PR #1970, opened 2022-07-06
feat: add smithy build support to projen

mayurm88:
For folks using [smithy](https://awslabs.github.io/smithy/index.html) in their project, it would be great to support generation of `smithy-build.json` file using projen.

The types defined in this PR could be refined further for type safety but this PR is a starting point for those changes. [This](https://awslabs.github.io/smithy/1.0/guides/building-models/build-config.html#projections) was used as a reference for defining types in smithy-build.ts file.

Shoutout to @eduardomourar for collaborating with me on this!

---


src/smithy-build.ts
```diff
@@ -0,0 +1,93 @@
+import { Component } from "./component";
```
Chriscbr, line 1: Can we move this file into a new submodule (`src/smithy/smithy-build.ts`)?

src/smithy-build.ts
```diff
@@ -0,0 +1,93 @@
...
+export type PluginsType = Record<PluginKey, PluginValue>;
+
+export interface SmithyBuildOptions extends SmithyCommon {
+  readonly version?: string;
+
+  readonly outputDirectory?: string;
+
+  readonly projections?: ProjectionsType;
+
+  readonly ignoreMissingPlugins?: boolean;
```
Chriscbr, line 33: Typically we include a docstring for each option, including a description of what the default value or behavior is, like `@default "1.2.3"` or `@default - no projections`. See https://github.com/projen/projen/blob/main/src/gitlab/configuration.ts for an example of how it's formatted. (You can also include a link to any relevant smithy docs if you think it would help someone reading the docs).

src/smithy-build.ts
```diff
@@ -0,0 +1,93 @@
...
+}
+
+export class SmithyBuild extends Component {
```
Chriscbr, line 36: We should include a docstring for the component and any public properties/methods.

src/smithy-build.ts
```diff
@@ -0,0 +1,93 @@
...
+  public readonly outputDirectory?: string;
+
+  public imports?: string[];
+
+  public readonly ignoreMissingPlugins?: boolean;
+
+  public readonly manifest: any;
+
+  public projections?: ProjectionsType;
+  public plugins?: PluginsType;
```
Chriscbr, line 48: For properties that are mutable like `imports`, `plugins`, and `projections`, we usually try to avoid publicly exposing the underlying data structures to prevent bugs where different constructs try to mutate the objects directly and it becomes hard to refactor code. See the design guidelines on this page for more info (it's for a totally different repo, but we try to also follow the spirit of it in projen): https://github.com/cdk8s-team/cdk8s-plus/blob/0babfd9aa72d96f1d364bbc28a9aa516729a5775/CONTRIBUTING.md#mutability Instead, it's preferred to include getter methods that return a copy of the data structure -- see the link for an example.

`manifest` can be private altogether (it does not need a getter method) since the user can just view the individual fields `version`, `outputDirectory, etc).

For example:
```ts
public get projections() {
  return { ...this._projections };
}
```

Chriscbr (commented):
This looks cool, it would be great to have smithy support in projen! :) Thanks as well for adding several test cases.

src/smithy-build.ts
mayurm88: Thank you for guiding me on this. Added docstring for each of these options including the default behaviour.

src/smithy-build.ts
mayurm88: done

src/smithy-build.ts
mayurm88: Makes complete sense. Added these getter methods and made `imports`, `plugins` and `projections` private. Also made `manifest` private.

src/smithy/smithy-build.ts
```diff
@@ -0,0 +1,158 @@
...
+ * Options for `SmithyBuild`
+ */
+export interface SmithyBuildOptions extends SmithyCommon {
+  readonly version?: string;
+
+  readonly outputDirectory?: string;
+
+  readonly projections?: ProjectionsType;
+
+  readonly ignoreMissingPlugins?: boolean;
```
Chriscbr, line 36: These options should also probably have docstrings (they can be the same as the ones defined in the class below)

Chriscbr (approved):

mrgrain (changes requested):
@mayurm88 Let's add these extra jsdocs and this is good to go!

src/smithy/smithy-build.ts
mayurm88: Thanks and apologies for not adding these earlier.

mrgrain (approved):
🚢

src/smithy/smithy-build.ts
```diff
@@ -0,0 +1,178 @@
...
+/**
+ * Options for `SmithyBuild`
+ */
+export interface SmithyBuildOptions extends SmithyCommon {
+  /**
+   * Defines the version of smithy-build.
+   * @default "1.0"
+   */
+  readonly version?: string;
+
```
mrgrain, line 35:
```suggestion

```

src/smithy/smithy-build.ts
```diff
@@ -0,0 +1,178 @@
...
+   * @default "1.0"
+   */
+  readonly version?: string;
+  
+  /**
+   * Specifies a location where smithy projections are written.
+   * @default - no output directory
+   */
+  readonly outputDirectory?: string;
+
```
mrgrain, line 41:
```suggestion

```

src/smithy/smithy-build.ts
```diff
@@ -0,0 +1,178 @@
...
+   */
+  readonly outputDirectory?: string;
+  
+  /**
+   * Map of projections name to projection configurations
+   * https://awslabs.github.io/smithy/1.0/guides/building-models/build-config.html#projections
+   * @default - no projections
+   */
+  readonly projections?: ProjectionsType;
+
```
mrgrain, line 48:
```suggestion

```

mrgrain (changes requested):

mrgrain (approved):

src/smithy/smithy-build.ts
```diff
@@ -0,0 +1,176 @@
...
+/**
+ * Options for `SmithyBuild`
+ */
+export interface SmithyBuildOptions extends SmithyCommon {
+  /**
+   * Defines the version of smithy-build.
+   * @default "1.0"
+   */
+  readonly version?: string;
+
```
mrgrain, line 35:
```suggestion

```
#####
Nothing should be left out or altered, so reproduce the whole listing.

PR #1970, opened 2022-07-06
feat: add smithy build support to projen

mayurm88:
For folks using [smithy](https://awslabs.github.io/smithy/index.html) in their project, it would be great to support generation of `smithy-build.json` file using projen.

The types defined in this PR could be refined further for type safety but this PR is a starting point for those changes. [This](https://awslabs.github.io/smithy/1.0/guides/building-models/build-config.html#projections) was used as a reference for defining types in smithy-build.ts file.

Shoutout to @eduardomourar for collaborating with me on this!

---


src/smithy-build.ts
```diff
@@ -0,0 +1,93 @@
+import { Component } from "./component";
```
Chriscbr, line 1: Can we move this file into a new submodule (`src/smithy/smithy-build.ts`)?

src/smithy-build.ts
```diff
@@ -0,0 +1,93 @@
...
+export type PluginsType = Record<PluginKey, PluginValue>;
+
+export interface SmithyBuildOptions extends SmithyCommon {
+  readonly version?: string;
+
+  readonly outputDirectory?: string;
+
+  readonly projections?: ProjectionsType;
+
+  readonly ignoreMissingPlugins?: boolean;
```
Chriscbr, line 33: Typically we include a docstring for each option, including a description of what the default value or behavior is, like `@default "1.2.3"` or `@default - no projections`. See https://github.com/projen/projen/blob/main/src/gitlab/configuration.ts for an example of how it's formatted. (You can also include a link to any relevant smithy docs if you think it would help someone reading the docs).

src/smithy-build.ts
```diff
@@ -0,0 +1,93 @@
...
+}
+
+export class SmithyBuild extends Component {
```
Chriscbr, line 36: We should include a docstring for the component and any public properties/methods.

src/smithy-build.ts
```diff
@@ -0,0 +1,93 @@
...
+  public readonly outputDirectory?: string;
+
+  public imports?: string[];
+
+  public readonly ignoreMissingPlugins?: boolean;
+
+  public readonly manifest: any;
+
+  public projections?: ProjectionsType;
+  public plugins?: PluginsType;
```
Chriscbr, line 48: For properties that are mutable like `imports`, `plugins`, and `projections`, we usually try to avoid publicly exposing the underlying data structures to prevent bugs where different constructs try to mutate the objects directly and it becomes hard to refactor code. See the design guidelines on this page for more info (it's for a totally different repo, but we try to also follow the spirit of it in projen): https://github.com/cdk8s-team/cdk8s-plus/blob/0babfd9aa72d96f1d364bbc28a9aa516729a5775/CONTRIBUTING.md#mutability Instead, it's preferred to include getter methods that return a copy of the data structure -- see the link for an example.

`manifest` can be private altogether (it does not need a getter method) since the user can just view the individual fields `version`, `outputDirectory, etc).

For example:
```ts
public get projections() {
  return { ...this._projections };
}
```

Chriscbr (commented):
This looks cool, it would be great to have smithy support in projen! :) Thanks as well for adding several test cases.

src/smithy-build.ts
mayurm88: Thank you for guiding me on this. Added docstring for each of these options including the default behaviour.

src/smithy-build.ts
mayurm88: done

src/smithy-build.ts
mayurm88: Makes complete sense. Added these getter methods and made `imports`, `plugins` and `projections` private. Also made `manifest` private.

src/smithy/smithy-build.ts
```diff
@@ -0,0 +1,158 @@
...
+ * Options for `SmithyBuild`
+ */
+export interface SmithyBuildOptions extends SmithyCommon {
+  readonly version?: string;
+
+  readonly outputDirectory?: string;
+
+  readonly projections?: ProjectionsType;
+
+  readonly ignoreMissingPlugins?: boolean;
```
Chriscbr, line 36: These options should also probably have docstrings (they can be the same as the ones defined in the class below)

Chriscbr (approved):

mrgrain (changes requested):
@mayurm88 Let's add these extra jsdocs and this is good to go!

src/smithy/smithy-build.ts
mayurm88: Thanks and apologies for not adding these earlier.

mrgrain (approved):
🚢

src/smithy/smithy-build.ts
```diff
@@ -0,0 +1,178 @@
...
+/**
+ * Options for `SmithyBuild`
+ */
+export interface SmithyBuildOptions extends SmithyCommon {
+  /**
+   * Defines the version of smithy-build.
+   * @default "1.0"
+   */
+  readonly version?: string;
+
```
mrgrain, line 35:
```suggestion

```

src/smithy/smithy-build.ts
```diff
@@ -0,0 +1,178 @@
...
+   * @default "1.0"
+   */
+  readonly version?: string;
+  
+  /**
+   * Specifies a location where smithy projections are written.
+   * @default - no output directory
+   */
+  readonly outputDirectory?: string;
+
```
mrgrain, line 41:
```suggestion

```

src/smithy/smithy-build.ts
```diff
@@ -0,0 +1,178 @@
...
+   */
+  readonly outputDirectory?: string;
+  
+  /**
+   * Map of projections name to projection configurations
+   * https://awslabs.github.io/smithy/1.0/guides/building-models/build-config.html#projections
+   * @default - no projections
+   */
+  readonly projections?: ProjectionsType;
+
```
mrgrain, line 48:
```suggestion

```

mrgrain (changes requested):

mrgrain (approved):

src/smithy/smithy-build.ts
```diff
@@ -0,0 +1,176 @@
...
+/**
+ * Options for `SmithyBuild`
+ */
+export interface SmithyBuildOptions extends SmithyCommon {
+  /**
+   * Defines the version of smithy-build.
+   * @default "1.0"
+   */
+  readonly version?: string;
+
```
mrgrain, line 35:
```suggestion

```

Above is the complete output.